The fact of the matter is that this parliament represents Mark Cutifani of Anglo American more than it does that young nurse in East Brisbane. Queensland is a wealthy state, but our political system funnels wealth into multinational mining corporations, and for everyday people nothing is trickling down. Both major parties take millions of dollars in big corporate donations, have secretive cash-for-access meetings and jump back and forth between roles in government and lobbying firms. Queensland is a wealthy state, but our political system is rigged.
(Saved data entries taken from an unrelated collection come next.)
PR #1521, opened 2023-08-09
docs(AutoComplete): API Decisions

saurabhdaware:
### Changelog Since API PR Creation

- `rows: '1' | '3' | 'expandable'` --> `maxRows: 'single' | 'multiple' | 'expandable'`
- Label inside the input will be added with `labelPosition: 'inside-input'` prop instead of `accessibilityLabel` (Checkout [With Different Label Positions](https://github.com/razorpay/blade/blob/feat/autocomplete/api-decision/packages/blade/src/components/AutoComplete/_decisions/decisions.md#with-different-label-positions) section in doc)
```diff
<AutoComplete
-  showTags={false}
-  accessibilityLabel="Status"
+  label="Status"
+  labelPosition="inside-input"
/>
```
- `showTags` is removed. We do always show tags now unless labelPosition is inside-input, then we show label inside the input instead of all tags. 
- `selected` and `onSelectChange` --> `value` and `onChange`
- Earlier `value` and `onChange` --> `inputValue` and `onInputValueChange`
- #### Changes in Controlled API
  Earlier Controlled API for AutoComplete was to directly filter over ActionListItem component with `.map`. Although during initial implementation we figured out that it is impossible to implement this API without explicitly taking array of all items. ([Which is how filtering works in AriaKit as well](https://ariakit.org/examples/combobox-filtering)). 

  Because we're giving the rendering control to consumers, here blade doesn't have any way to know what is the 'total list of items'
  ```js
  <Dropdown>
    <AutoComplete />
    <DropdownOverlay>
      <ActionList>
        {filteredItems.map((item) => <ActionListItem title={item.title} value={item.value} /> )}
      </ActionList>
    </DropdownOverlay>
  </Dropdown>
  ```

  ##### New API

  To tackle the implementation limitation, we have changed the Controlled API to use new `filteredValues` prop which can be controlled by state on consumer end to tell blade which items to show in filtering. E.g. in below example, 'bangalore' will be filtered out and only mumbai and pune will be shown
  ```js
  <Dropdown>
    <AutoComplete filteredValues={['mumbai', 'pune']} />
    <DropdownOverlay>
      <ActionList>
        <ActionListItem title="Mumbai" value="mumbai" />
        <ActionListItem title="Pune" value="pune" />
      </ActionList>
    </DropdownOverlay>
  </Dropdown>
  ```

  Checkout [Controlled AutoComplete Full Example](https://github.com/razorpay/blade/blob/feat/autocomplete/api-decision/packages/blade/src/components/AutoComplete/_decisions/decisions.md#controlled-autocomplete) for closer to real-world example


packages/blade/src/components/AutoComplete/_decisions/decisions.md
```diff
@@ -0,0 +1,240 @@
...
+| showTags           | Boolean to show or hide tags inside AutoComplete ([Checkout "With Tags Outside" Usage](#with-tags-outside))          | boolean                                                         | true              |
+| value              | Controlled state of the value inside input                                                                           | string                                                          |                   |
+| onChange           | Callback when input value changes                                                                                    | (inputValue: string) => void                                    |                   |
+| selected           | Controlled state of the selected items ([Checkout "Controlled AutoComplete" Usage](#controlled-autocomplete))        | string[]                                                        |                   |
+| onSelectChange     | Callback when selected items change                                                                                  | ({ name, values }: { name: string; values: string[] } ) => void |                   |
```
anuraghazra, line 26: nit: maybe onSelectionChange.

packages/blade/src/components/AutoComplete/_decisions/decisions.md
```diff
@@ -0,0 +1,240 @@
...
+
+</details>
+
+### In BottomSheet
+
+> **Warning**
+>
+> We will have to turn BottomSheetHeader (and maybe BaseHeader) to a slot to allow adding Input element there.
+
+**Open Question:** Should we also remove `leading` `trailing` etc props from Header? since same can be implemented inside the slot. This is what we follow for Footer.
```
anuraghazra, line 143: Probably shouldn't do this, Header is already standardised across Modal & BottomSheet and any deviations will also needed to be carried to the BaseHeader. 

And anyways if people want to opt out of Header altogether they can just put things in the Body.

packages/blade/src/components/AutoComplete/_decisions/decisions.md
```diff
@@ -0,0 +1,240 @@
...
+If not tags, what to show inside AutoComplete :thinking:? Checkout this table to understand -
+
+| Code                                                            | Output                                                                                                                     |
+| --------------------------------------------------------------- | -------------------------------------------------------------------------------------------------------------------------- |
+| `<AutoComplete label="Status" showTags={false} />`              | <img width="220" alt="image" src="https://github.com/razorpay/blade/assets/30949385/c8a30845-812c-493f-a51f-97c233880960"> |
+| `<AutoComplete accessibilityLabel="Status" showTags={false} />` | <img width="200" alt="image" src="https://github.com/razorpay/blade/assets/30949385/83cf63d5-ccc4-4bb9-bf0d-ce91dc5c1b09"> |
+
+So when input has label, we show number of selected items.
+
+When input doesn't have a label, we show accessibilityLabel inside the input.
```
anuraghazra, line 182: this seems a bit unexpected, accessibilityLabel i think of as a invisible prop which enables screen readers to get more information about the current component. 

Now we are saying that if accessibilityLabel is provided we will render that text. 

Instead it makes sense that: 
- accessibilityLabel -> show "2 more"
- label -> show "Status"

packages/blade/src/components/AutoComplete/_decisions/decisions.md
```diff
@@ -0,0 +1,240 @@
...
+- [Ariakit - Combobox Filtering](https://ariakit.org/examples/combobox-filtering)
+  - Used for Controlled Filtering Inspiration
+- [React Select](https://react-select.com/home)
+  - Used for Accessibility and Keyboard Navigations Inspiration
+
+## Open Questions
+
+- **Q1:** Is everyone sold on `selected` and `onSelectChange` API? It is inconsistent with SelectInput. Might have to change it in SelectInput as well.
+- **Q2:** What to do with BottomSheetHeader (and BaseHeader)? Should we make it slot like Footer? Should we remove title, subtitle, etc?
+- **Q3:** `rows: '1' | '3' | 'expandable'` vs `height: 'single-line' | 'multi-line' | 'expandable'`
```
anuraghazra, line 240: 1, 3, expandable is more flexible. in future we can add 2, 5 or more.

packages/blade/src/components/AutoComplete/_decisions/decisions.md
```diff
@@ -0,0 +1,240 @@
...
+      <AutoComplete
+        label="Select City"
+        // Controlled input value
+        // Sets the input value of input element in AutoComplete
+        value={currentInputValue}
+        // Triggers when input value changes
+        onChange={(inputValue) => {
+          if (inputValue) {
+            // filtering logic
+            setCities(allCities.filter((city) => city.includes(inputValue)));
```
anuraghazra, line 108: We can probably have an example with derived state, instead of manually setting filtered items. 

Similar to how ariakit is doing: https://ariakit.org/examples/combobox-filtering#filtering-items

> Yes just same thing but two ways of doing but our examples are probably people will copy paste.

packages/blade/src/components/AutoComplete/_decisions/decisions.md
saurabhdaware: You mean having a `showLabel` prop?

packages/blade/src/components/AutoComplete/_decisions/decisions.md
saurabhdaware: So what will be the way to put input in header in this case? opt out of Header? or you mean we can go with API I proposed above where we keep leading trailing but also add children?

packages/blade/src/components/AutoComplete/_decisions/decisions.md
saurabhdaware: Can you explain in more React-noob terms? I didn't understand that ariakit example 🙈

packages/blade/src/components/AutoComplete/_decisions/decisions.md
saurabhdaware: > 1, 3, expandable is more flexible. in future we can add 2, 5 or more.

I am wondering if such usecase comes up in future, should we add more values here or should we internally define the max-height.

Because if we decide to change max height in future, the `rows:` API will also change. Whereas with `height:` API, we can define what we mean by multiline

packages/blade/src/components/AutoComplete/_decisions/decisions.md
```diff
@@ -0,0 +1,240 @@
...
+There are 3 controlled states that are relevant to AutoComplete
+
+1. Controlled state of filtering items
+2. Controlled state of the Input where user types
+3. Controlled state of selected items
+
+```jsx
+<AutoComplete
+  // For controlling the input value
+  value={}
```
kamleshchandnani, line 66: what are the cases for value and selected as 2 diff things? because what is selected will be displayed in the input right? 🤔

packages/blade/src/components/AutoComplete/_decisions/decisions.md
kamleshchandnani: The API you proposed is fine only. No other learning curve i can plug this right directly? and also do we need this? for eg: the ideal solution on mobile is to have an input and then open a bottomsheet right? so is this a valid pattern in dropdown's context? probably we can have 2 separate example to demo this? one with normal dropdown outside dropdown and one with dropdown inside?

packages/blade/src/components/AutoComplete/_decisions/decisions.md
```diff
@@ -0,0 +1,240 @@
...
+        <ActionListItem title="Hyderabad" value="hyderabad" />
+      </ActionList>
+    </BottomSheetBody>
+  </BottomSheet>
+</Dropdown>
+```
+
+### With Tags Outside
+
+When possible selections are more than 11, it is advised to put tags outside of the Input.
```
kamleshchandnani, line 167: why the magic number 11?

packages/blade/src/components/AutoComplete/_decisions/decisions.md
```diff
@@ -0,0 +1,240 @@
...
+<img width="700" alt="image" src="https://github.com/razorpay/blade/assets/30949385/8906eb6c-fae0-4e99-bd3f-d7e0edc60537">
+
+We add `showTags={false}` to AutoComplete to remove tags from input. Then we can use Controlled state to show tags outside in the UI.
+
+If not tags, what to show inside AutoComplete :thinking:? Checkout this table to understand -
+
+| Code                                                            | Output                                                                                                                     |
+| --------------------------------------------------------------- | -------------------------------------------------------------------------------------------------------------------------- |
+| `<AutoComplete label="Status" showTags={false} />`              | <img width="220" alt="image" src="https://github.com/razorpay/blade/assets/30949385/c8a30845-812c-493f-a51f-97c233880960"> |
+| `<AutoComplete accessibilityLabel="Status" showTags={false} />` | <img width="200" alt="image" src="https://github.com/razorpay/blade/assets/30949385/83cf63d5-ccc4-4bb9-bf0d-ce91dc5c1b09"> |
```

The reality is that if we want all Queenslanders to have access to the basics that we need to live a good life we need to turn this parliament inside out. We have to make it represent everyday people again, not big corporations. That is what I am here to do. For the first time ever, Queensland has two Greens MPs who are not beholden to big corporations; two Greens MPs ready to stick up for everyday Queenslanders; two Greens MPs backed up by a movement of everyday people that is only growing. 

I say to the people outside of this parliament, do not leave it up to the people in this chamber alone to make this change. The scale of change we need in Queensland to tackle poverty, inequality, climate change and the housing crisis is going to take all of us. Taking on those big corporations is going to take all of us. To make parliament represent everyday people again is going to take all of us. 

To take back Queensland’s immense wealth for the benefit of everyday people will take all of us. To the people of South Brisbane, to the member for Maiwar, to my colleagues in the gallery and the many people who make up this movement: from the bottom of my heart I have so much gratitude for the opportunity for the next four years to be fighting for everyday people and making these changes. Thank you.